Task to carry out:
Each line from the start of the entries through the line that contains "Julow: Why this" should be output exactly, please.

(Collected data entries)
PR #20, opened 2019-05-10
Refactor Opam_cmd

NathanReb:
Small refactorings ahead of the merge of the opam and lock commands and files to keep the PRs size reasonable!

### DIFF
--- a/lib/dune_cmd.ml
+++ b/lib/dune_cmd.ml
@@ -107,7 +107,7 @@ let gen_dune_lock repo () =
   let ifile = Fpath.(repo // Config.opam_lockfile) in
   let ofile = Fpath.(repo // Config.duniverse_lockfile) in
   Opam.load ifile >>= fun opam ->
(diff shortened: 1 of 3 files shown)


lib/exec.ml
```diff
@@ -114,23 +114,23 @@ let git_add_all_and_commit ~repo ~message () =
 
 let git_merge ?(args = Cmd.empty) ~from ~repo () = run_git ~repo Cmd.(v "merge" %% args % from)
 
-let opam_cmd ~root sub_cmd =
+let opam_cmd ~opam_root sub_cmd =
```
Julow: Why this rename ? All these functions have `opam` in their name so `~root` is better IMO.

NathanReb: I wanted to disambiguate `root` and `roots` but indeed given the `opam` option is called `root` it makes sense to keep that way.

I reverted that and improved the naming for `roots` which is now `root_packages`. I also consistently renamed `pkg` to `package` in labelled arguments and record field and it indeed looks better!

Answer to the exercise:
PR #20, opened 2019-05-10
Refactor Opam_cmd

NathanReb:
Small refactorings ahead of the merge of the opam and lock commands and files to keep the PRs size reasonable!

### DIFF
--- a/lib/dune_cmd.ml
+++ b/lib/dune_cmd.ml
@@ -107,7 +107,7 @@ let gen_dune_lock repo () =
   let ifile = Fpath.(repo // Config.opam_lockfile) in
   let ofile = Fpath.(repo // Config.duniverse_lockfile) in
   Opam.load ifile >>= fun opam ->
(diff shortened: 1 of 3 files shown)


lib/exec.ml
```diff
@@ -114,23 +114,23 @@ let git_add_all_and_commit ~repo ~message () =
 
 let git_merge ?(args = Cmd.empty) ~from ~repo () = run_git ~repo Cmd.(v "merge" %% args % from)
 
-let opam_cmd ~root sub_cmd =
+let opam_cmd ~opam_root sub_cmd =
```
Julow: Why this rename ? All these functions have `opam` in their name so `~root` is better IMO.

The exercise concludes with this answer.